*** Exercise data

PR #9704, opened 2025-03-18
layers: Readd removed state creation abstractions

aqnuep:
The whole point of these abstractions is to enable subclasses to provide customized creation to customized subclasses of the state objects themselves, so it would be bad design to remove this ability. For example, this is not only used by layer subclasses such as the best practices layers, but also by the Vulkan SC validation layers to ammend SC-specific data to the state objects through subclassing.

Having overrideable factory methods for the state objects is paramount to enable extensibility.

### DIFF
--- a/layers/state_tracker/state_tracker.cpp
+++ b/layers/state_tracker/state_tracker.cpp
@@ -1089,8 +1089,8 @@ void Device::PostCallRecordAllocateMemory(VkDevice device, const VkMemoryAllocat
         WriteLockGuard guard(fd_handle_map_lock_);
         fd_handle_map_.erase(import_memory_fd_info->fd);
     }
-    Add(std::make_shared<DeviceMemory>(*pMemory, pAllocateInfo, fake_address, memory_type, memory_heap,
-                                       std::move(dedicated_binding), physical_device_count));
+    Add(CreateDeviceMemoryState(*pMemory, pAllocateInfo, fake_address, memory_type, memory_heap, std::move(dedicated_binding),
+                                physical_device_count));
     return;
 }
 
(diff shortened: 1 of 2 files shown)


spencer-lunarg (approved):
@jeremyg-lunarg did you have a reason we shouldn't add this back?

aqnuep:
I think @jeremyg-lunarg's thought was that since best-practices no longer going to subclass state tracking once it moves outside of the validation layer class hierarchy, then nobody will subclass it, but Vulkan SC does have to subclass state tracking (and various state objects) in order to be able to extend those with SC-specific data/behavior, that's why we would need these overridable factory methods to continue to exist.

jeremyg-lunarg:
Yeah sorry about that. There's a bigger problem coming with the shared state tracker: It is not possible in C++ for multiple types of validation to subclass state objects via inheritance at the same time. https://github.com/KhronosGroup/Vulkan-ValidationLayers/pull/9651 is how I want to solve this by adding 'SubState' objects for validation-type specific data.  I've only added the SubState functionality to places where code in this repo needs it. I'll take a look at the SC code and add it where that code is overriding as well.  A follow on PR https://github.com/KhronosGroup/Vulkan-ValidationLayers/pull/9673 is where the state tracker actually becomes shared. The `Create` callbacks change in that PR so that all state tracker clients have a chance to attach substate.

jeremyg-lunarg (approved):

jeremyg-lunarg:
> Yeah sorry about that. There's a bigger problem coming with the shared state tracker: It is not possible in C++ for multiple types of validation to subclass state objects via inheritance at the same time. #9651 is how I want to solve this by adding 'SubState' objects for validation-type specific data. I've only added the SubState functionality to places where code in this repo needs it. I'll take a look at the SC code and add it where that code is overriding as well. A follow on PR #9673 is where the state tracker actually becomes shared. The `Create` callbacks change in that PR so that all state tracker clients have a chance to attach substate.

Actually, looking at the SC code it seems like it would be better to let it keep overriding the `Create` methods even in the shared state tracker. I'll adjust #9651 to account for that.

aqnuep:
Right, @jeremyg-lunarg, we don't want to subclass state objects for individual validation layers. I understand that won't work with the shared state tracker. We expect to only subclass the shared state tracker itself for the SC version of state tracking, as today, so that won't be an issue.

PR #9709, opened 2025-03-18
gpuav: No OOB vertex validation when robustness on

arno-lunarg:
VUs from the 02721 family should not be checked when robustness is on


spencer-lunarg (approved):

spencer-lunarg (changes requested):
Actually I want a GPU-AV Positive test that would be OOB, but the test uses `robustBufferAccess` and we Don't report an error

spencer-lunarg (approved):

PR #9710, opened 2025-03-18
gpuav: VUID-vkCmdDrawMultiIndexedEXT-None-02721

arno-lunarg:


layers/gpuav/core/gpuav_record.cpp
```diff
@@ -483,11 +483,9 @@ void Validator::PreCallRecordCmdDrawMultiIndexedEXT(VkCommandBuffer commandBuffe
         InternalError(commandBuffer, record_obj.location, "Unrecognized command buffer.");
         return;
     }
-    for (uint32_t i = 0; i < drawCount; i++) {
```
arno-lunarg, line 486: looping like this is not needed, `CmdDrawMultiIndexedEXT` is indeed in the spirit like submitting multiple draws with one command, but for the purpose of validation, it is just another draw command

spencer-lunarg (approved):

PR #9715, opened 2025-03-19
tests: Help setup printf for GPU-AV

arno-lunarg:


tests/unit/gpu_av_positive.cpp
```diff
@@ -21,17 +21,26 @@
 #include "../framework/gpu_av_helper.h"
 #include "../../layers/gpuav/shaders/gpuav_shaders_constants.h"
 
+// #define PRINTF_FOR_GPU_AV_TESTS
```
spencer-lunarg, line 24: remove?

spencer-lunarg (approved):
I will say, I will personally never use this because of the macro, I will not stop you if you think this works for you, but honestly what I would do instead is 

1. Just force `VK_KHR_shader_non_semantic_info` on for people when they use debug printf (**we really should** anyway, it is an annoying error to get) https://github.com/KhronosGroup/Vulkan-ValidationLayers/issues/9716
2. enable it with `VK_LAYER_PRINTF_ENABLE` locally instead of `VK_VALIDATION_FEATURE_ENABLE_DEBUG_PRINTF_EXT` in the code
3. add a `--print-info` type flag that will adjust the ErrorMonitor class to always print Info warning messages (or for me, I just use `VK_LAYER_PRINTF_TO_STDOUT` instead as it faster and doesn't need a recompile)

PR #8380, opened 2022-02-03
vtls: Add a new option to set the SSL session cache size

mkauf:
Add an option to set the SSL session cache size for easy handles and for share
handles.

The SSL session cache size can only be set before the cache is created.
For easy handles, it can be changed before the first transfer is started.
For share handles, it can be changed before the SSL session cache is enabled
on the share handle.


bagder:
I'm not against this idea, but this feels like an option that a typical user will have a really hard time to know when to use and if then, what to set the value to.

What made you want to change this value? How do you determine the new value to use? Could just changing the internal defaults be an option?

mkauf:
We use libcurl in a product (reverse proxy) that loads resources from back-end servers. The number of these back-end servers is known, but our customers have different setups. Some have only 1-3 back-end servers, most have 10-30, and probably there are also customers with > 200 back-end servers. With the new libcurl setting, it's possible to tune the size of libcurl's SSL session cache for optimal performance, so that there is one cache entry per back-end server.

If there are too few cache entries (less than the number of back-ends), the performance depends on the sequence in which the back-ends are accessed. In the worst case, the back-ends are accessed in a round-robin way, and a full SSL handshake is necessary for every request.

I agree that most libcurl users probably won't need to change this value. That's fine - if the defaults work, just use the defaults.

bagder:
Can we repurpose `CURLOPT_SSL_SESSIONID_CACHE` for this?

This option is currently used for and documented as setting the cache on/off by setting the long to zero or one. Internally, it treats anything non-zero as one.

If we would treat any value larger than 1 to mean both enable and the new size, we could maybe avoid adding a new option? It would have to keep treating the value `1` as (enable default-size), which is a little weird but maybe a smaller price than an entirely new option?

mkauf:
> Can we repurpose ``CURLOPT_SSL_SESSIONID_CACHE`` for this?

This would work for easy handles, e.g. ``curl_easy_setopt(curl, CURLOPT_SSL_SESSIONID_CACHE, 50L);``. For share handles, this is no solution, because the SSL session cache is enabled in a different way: ``curl_share_setopt(share, CURLSHOPT_SHARE, CURL_LOCK_DATA_SSL_SESSION);``.

I prefer new options for new features, that's more backwards compatible, easier to use and it works with share handles too. But if you prefer the "repurpose" proposal, I can change the pull request accordingly.

jay:
I don't prefer the repurpose, I think it is confusing that 1 would not mean set to size 1

mkauf:
How do we proceed here? Are there open questions? It's probably a "niche feature", but it may be worth implementing.

I can rebase the commits if that helps for a review.

danielgustafsson:
> I don't prefer the repurpose, I think it is confusing that 1 would not mean set to size 1

I agree with @jay, since the current option takes a numeric value I think it would be unfortunate to repurpose it with 1 being a magic value.

docs/libcurl/opts/CURLSHOPT_SHARE.3
```diff
@@ -48,8 +48,9 @@ option.
 SSL session IDs will be shared across the easy handles using this shared
 object. This will reduce the time spent in the SSL handshake when reconnecting
 to the same server. Note SSL session IDs are reused within the same easy
-handle by default. Note this symbol was added in 7.10.3 but was not
-implemented until 7.23.0.
+handle by default. The size of the cache can be changed with
+\fICURLSHOPT_SSL_SESSIONID_CACHE_SIZE(3)\fP. Note this symbol was added in
+7.10.3 but was not implemented until 7.23.0.
```
danielgustafsson, line 53: This change makes it seem like `CURLSHOPT_SSL_SESSIONID_CACHE_SIZE` was added in 7.10.3. I think we need to reword this.

docs/libcurl/opts/CURLSHOPT_SHARE.3
```diff
@@ -80,7 +81,7 @@ multi handle will share PSL cache by default without using this option.
 All
 .SH EXAMPLE
 .nf
-  CURLSHcode sh
+  CURLSHcode sh;
```
danielgustafsson, line 84: This is an unrelated fix which, albeit tiny, should go in separately.

lib/vtls/vtls.c
```diff
@@ -737,9 +737,9 @@ CURLcode Curl_ssl_initsessions(struct Curl_easy *data, size_t amount)
     return CURLE_OUT_OF_MEMORY;
 
   /* store the info in the SSL section */
-  data->set.general_ssl.max_ssl_sessions = amount;
+  data->state.session_size = amount;
   data->state.session = session;
-  data->state.sessionage = 1; /* this is brand new */
+  data->state.sessionage = 0; /* this is brand new */
```
danielgustafsson, line 742: I don't follow, why this change?

lib/share.c
```diff
@@ -39,6 +39,7 @@ curl_share_init(void)
   if(share) {
     share->magic = CURL_GOOD_SHARE;
     share->specifier |= (1<<CURL_LOCK_DATA_SHARE);
+    share->max_ssl_sessions = 8;
```
danielgustafsson, line 42: It's not the fault of this patch, but `8` should be defined with a name or at the very least be given a comment explaining the magic number.

docs/libcurl/opts/CURLSHOPT_SSL_SESSIONID_CACHE_SIZE.3
```diff
@@ -0,0 +1,61 @@
...
+SSL session-ID cache of a share handle is enabled by calling
+curl_share_setopt(share, CURLSHOPT_SHARE, CURL_LOCK_DATA_SSL_SESSION).
+.SH DEFAULT
+8
+.SH PROTOCOLS
+All
+.SH EXAMPLE
+.nf
+  CURLSHcode sh;
+  struct secrets private_stuff;
```
danielgustafsson, line 44: This line can be removed.

docs/libcurl/opts/CURLSHOPT_SHARE.3
danielgustafsson: Addressed in #8697

mkauf: Ok, thanks!

lib/vtls/vtls.c
mkauf: In ``curl_share_setopt()`` (share.c), the initialization goes like this:
```
share->sessionage = 0;
```
I wanted to use the same value in vtls.c and in share.c. Alternatively share.c could be changed:
```
share->sessionage = 1;
```

docs/libcurl/opts/CURLSHOPT_SHARE.3
mkauf: Thanks, I have swapped the sentences.

lib/share.c
mkauf: I have added a comment that this is the default cache size.

docs/libcurl/opts/CURLSHOPT_SSL_SESSIONID_CACHE_SIZE.3
mkauf: Done.

mkauf:
I have updated the pull request.

docs/libcurl/opts/CURLSHOPT_SSL_SESSIONID_CACHE_SIZE.3
```diff
@@ -0,0 +1,60 @@
...
+CURLSHcode curl_share_setopt(CURLSH *share, CURLSHOPT_SSL_SESSIONID_CACHE_SIZE,
+                             long size);
+
+.fi
+.SH DESCRIPTION
+Set the size of the SSL session-ID cache. The size can only be set before the
+SSL session-ID cache of a share handle is enabled by calling
+curl_share_setopt(share, CURLSHOPT_SHARE, CURL_LOCK_DATA_SSL_SESSION).
+.SH DEFAULT
+8
```
bagder, line 38: I believe this is 8 for shared handles, but 5 by default for an easy handle.

bagder:
Sorry, but I missed to merge this during this feature window. Please feel free to remind me in the next one.

Question: when you use a larger ssl session cache, do you also increase `CURLOPT_MAXCONNECTS` ? It seems like maybe in a common case a user would like them both at basically the same size?

docs/libcurl/opts/CURLSHOPT_SSL_SESSIONID_CACHE_SIZE.3
mkauf: That's correct. The default value 5 for an easy handle is on the corresponding manual page `CURLOPT_SSL_SESSIONID_CACHE_SIZE.3`.

mkauf:
> Question: when you use a larger ssl session cache, do you also increase `CURLOPT_MAXCONNECTS` ? It seems like maybe in a common case a user would like them both at basically the same size?

We increase it to 32 (not the same size as the SSL session cache). In our use case, libcurl works on the local network and creating a new connection is quite fast. In this scenario, reusing SSL sessions is much more important than reusing connections.

Maybe the manual pages for the new libcurl options should mention `CURLOPT_MAXCONNECTS` and `CURLMOPT_MAXCONNECTS`.

bagder:
Still, it seems to me that we could think of a way to fix this (growing the session id cache) without adding a new option. That would then automatically benefit everyone.

PR #8383, opened 2022-02-04
smb: passing a socket for writing and reading

MAntoniak:
I am not familiar with the SMB protocol, but the second parameter for the curl_read and curl_write functions is socket, so give them the correct socket.


bagder (approved):

bagder:
Thanks!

******

■ **Problem statement**
Transcribe each line of the data above, unaltered, from the one where "tests: Help setup printf for GPU-AV" appears to the one where "I will say, I" appears, inclusive of both.

■ **Answer to the problem**
tests: Help setup printf for GPU-AV

arno-lunarg:


tests/unit/gpu_av_positive.cpp
```diff
@@ -21,17 +21,26 @@
 #include "../framework/gpu_av_helper.h"
 #include "../../layers/gpuav/shaders/gpuav_shaders_constants.h"
 
+// #define PRINTF_FOR_GPU_AV_TESTS
```
spencer-lunarg, line 24: remove?

spencer-lunarg (approved):
I will say, I will personally never use this because of the macro, I will not stop you if you think this works for you, but honestly what I would do instead is 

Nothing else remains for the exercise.